Exactly how many lines below mention "only"? Answer with that number alone.
##### THE INPUT
PR #3359, opened 2026-08-26
fix: resolve cv generator main-guard conflict

chipoto69:
## Summary
- Resolves the PR #3338 merge conflict against current `origin/main` without touching Rudy's dirty/divergent primary career-ops worktree.
- Keeps the PR #3338 `isMainModule(import.meta.url)` conversions for the CV/document generator entrypoints.
- Preserves current main's `validateFlags` guard in `application-artifacts.mjs` and shrinks the `PENDING` ratchet only for now-converted entrypoints.

## Test Plan
- `git diff --check`
- `node --test tests/main-guard-convention.test.mjs` — 7/7 passing
- `npm run lint` — 562 .mjs syntax clean
- `npm install --no-package-lock --ignore-scripts` to install local deps without adding a lockfile
- `node test-all.mjs --quick` — 5579 passed / 0 failed / 2 warnings

Context: bridge replacement for santifer/career-ops PR #3338, which is approved but `DIRTY/CONFLICTING` and whose contributor branch rejected direct push from chipoto69.

## Summary by CodeRabbit

* **Tests**
  * Added coverage tracking the remaining entrypoints that use the legacy main-module convention.
  * Established a ratchet to ensure the tracked set only decreases as conversions are completed.


Scott-Emberson (commented):
Reviewed as code owner of `tests/`. Scope is `tests/main-guard-convention.test.mjs`; the converted cv-generator scripts are outside my area, read for context.

On the test itself I have no concern. This is a clean keep-both resolution: the PENDING ratchet shrinks to exactly the four still-unconverted files (`plugin-audit.mjs`, `plugins.mjs`, `update-system.mjs`, `validate-plugin-registry.mjs`), the ten dropped entries are each converted to `isMainModule()` in the same diff so they satisfy the offenders and dead-entry checks, there are no conflict markers, the file parses and is discovered, and the behaviour sentinels (the junction-symlink CLI run, both list checks, the detector self-test) are intact. #3338 is the conflicting sibling, so this is a legitimate bridge rather than a stale duplicate, and nothing is lost in the merge.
##########
■ OUTPUT ■
2